Maar waar zou ik mij als gefingeerd zelfbenoemd zenboeddhist druk om maken? Het gaat immers niet om het doel, maar om het pad dat naar het doel leidt. En als het pad nu dan kennelijk een handgeschreven acceptgiro in een envelop in een brievenbus richting de ING in Arnhem moet zijn, dan moet het pad maar een handgeschreven acceptgiro in een envelop in een brievenbus richting de ING in Arnhem zijn. Terwijl ik mijn handtekening op de acceptgiro zet, begint mijn telefoon te piepen. Om daar voorlopig niet mee op te houden. De TAN-codes voor overboekingsvolgnummers 7, 8 en 9 van de betalingsopdrachten komen binnen ge-sms't. Die heb ik alle echter tot ongewenst volgnummer verklaard door de door mij gewenste overboeking telkens nogmaals in te tikken. Ik ben nieuw hier, Mijn ING, bepaald nog geen routinier. Ikke moete nog inboergeren. De sms-toon van volgnummer 10 - de ter zake dienende - wordt onderbroken door drie anderstonigen, die mij mededelen dat mijn mobilonavelstreng nu toch echt aan het eind van zijn Latijn is. De oplader ligt in het huis van mijn ouders, op zo'n 120 kilometer gaans.

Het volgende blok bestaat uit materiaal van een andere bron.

PR #4546, opened 2018-10-20
openssh: update to 7.8p1

pyhalov:


pyhalov:
Need to fix login from OI ssh client to Sun SSH server 1.2
Now it fails with 
no matching key exchange method found. Their offer: gss-group1-sha1-toWM5Slw5Ew8Mqkay+al2g==,diffie-hellman-group-exchange-sha1,diffie-hellman-group1-sha1

PR #4547, opened 2018-10-20
[5/7] Update libcompizconfig to 0.8.14

Mno-hime:


components/desktop/libcompizconfig/patches/libcompizconfig-01-solaris-port.patch
```diff
@@ -1,35 +1,22 @@
...
-+++ libcompizconfig-0.8.4/config/config	2009-10-15 08:06:29.308065755 +0200
-@@ -14,7 +14,8 @@ integration = true
- plugin_list_autosort = true
- 
+--- libcompizconfig-0.8.14/config/config	2017-04-18 02:51:42.000000000 +0000
++++ libcompizconfig-0.8.14/config/config.new	2018-10-20 17:46:20.433742905 +0000
+@@ -1,3 +1,4 @@
  [general]
 -backend = ini
 +backend = gconf
```
pyhalov: I wonder how it works if gconf backend is disabled?
@Mno-hime

Mno-hime: I kept the upstream `ini` format and verified that `ccsm` saves activated plugins.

Na drie keer inademen via mijn buik vervolmaak ik mijn handtekening op de acceptgiro. Het leven is goed zo: een postbeambte heeft morgen 1 stuk post meer te bezorgen en zo een fractie meer kans op behoud van zijn baan. En ik heb zo een loopje naar de postbus.
Tijdens dat loopje zal ik niet de vrouw van mijn leven tegenkomen. Een mens kan nu eenmaal niet alles hebben.